The general intution as to why the vector with the norm of 0 is chosen during the Cauchy-Schwarz inequality proof. My professor mentioned that reason $t$ was chosen during the Cauchy-Schwarz inequality proof can also be seen when we minimize $\lVert x\rVert^2 +2t\langle x,y \rangle +t^2\lVert y\rVert^2$ over $t \in \mathbb{R}$. I'm not really sure what he is getting at.
 A: We know that 
$$
|| x + ty||^2 \geq 0
$$
for all $t \in \mathbb{R}$.
Then we have
$$
0 \leq ||x+ty||^2 = ||x||^2 + 2t\langle x, y\rangle + t^2||y||^2.
$$
Hence the inequality
$$
||x||^2 + 2t\langle x, y\rangle + t^2||y||^2 \geq 0
$$
holds for all $t \in \mathbb{R}$. Now what is the "best" $t$ that we could choose?
The smaller the left hand side is, the tighter a bound we have proven.
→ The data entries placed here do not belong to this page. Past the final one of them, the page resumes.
PR #401, opened 2020-06-06
Feature: Enhance conformer comparison with RMSD score

oscarwumit:
Enable ARC to better compare two conformers using root-mean-square deviation (RMSD) of their distance matrices. Added function that uses RMSD to filter/cluster a large number of conformers for both TS and non-TS geometries.


arc/species/converter.py
```diff
@@ -1656,13 +1657,19 @@ def compare_confs(xyz1: dict,
...
         bool: Whether the two conformers have almost equal atom distances. ``True`` if they do.
     """
     xyz1, xyz2 = check_xyz_dict(xyz1), check_xyz_dict(xyz2)
     dmat1, dmat2 = xyz_to_dmat(xyz1), xyz_to_dmat(xyz2)
-    return almost_equal_lists(dmat1, dmat2, rtol=rtol, atol=atol)
+    rmsd = None
+    if rmsd_score:
+        # distance matrix is symmetric, only need the upper triangular part to compute rmse
+        rmsd = calc_rmsd(np.triu(dmat1), np.triu(dmat2))
+    return almost_equal_lists(dmat1, dmat2, rtol=rtol, atol=atol), rmsd
```
alongd, line 1671: Do you think we'll need both outputs simultaneously?
Maybe make the flag return either a bool or RMSD?

oscarwumit: OK

oscarwumit:
Thanks for the comments, please take a look at the fixup commits. @alongd

oscarwumit:
@alongd  I just added a function to cluster conformers using RMSD. Please review that as well. Thanks.

xiaoruiDong:
Looks good to me. @alongd, can you restart the PR travis test? Thanks.

arc/species/converter.py
```diff
@@ -1644,7 +1644,8 @@ def compare_confs(xyz1: dict,
                   xyz2: dict,
                   rtol: float = 1e-5,
                   atol: float = 1e-5,
-                  ) -> bool:
+                  rmsd_score: bool = False,
+                  ) -> Union[Optional[float], bool]:
```
alongd, line 1648: Is the `float` really "`Optional`"? Can it be `None`?

arc/species/converter.py
```diff
@@ -1656,13 +1657,21 @@ def compare_confs(xyz1: dict,
         xyz2 (dict): Conformer 2.
         rtol (float): The relative tolerance parameter (see Notes).
         atol (float): The absolute tolerance parameter (see Notes).
+        rmsd_score (bool): Whether to output a root-mean-square deviation score of the two distance matrices.
 
+    Returns:
```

This gives us the idea to minimize the left side in $t$. One may differentiate to find
$$
2\langle x, y \rangle + 2t ||y||^2 = 0 \implies t = \frac{-\langle x ,y \rangle}{||y||^2}
$$
is where the minimum occurs (check that it is indeed a minimum using any method you prefer). If $||y||=0$ then $y=0$ and the Cauchy-Shwartz inequality holds anyway, so we exclude this case.
Plugging in that value of $t$ and rearranging then gives $\langle x, y \rangle^2 \leq ||x||^2 ||y||^2$ and taking square roots gives the Cauchy-Shwartz inequality.
Note that a much simpler way to derive this is to note that
$$
0 \leq ||x+ty||^2 = ||x||^2 + 2t\langle x, y\rangle + t^2||y||^2
$$
says that a parabola has at most one real root, so its disciminant $b^2-4ac$ must be nonpositive, i.e. 
$$
(2\langle x, y\rangle)^2 - 4 (||x||^2) (||y||^2) \leq 0
$$
which givees the desired inequality immediately.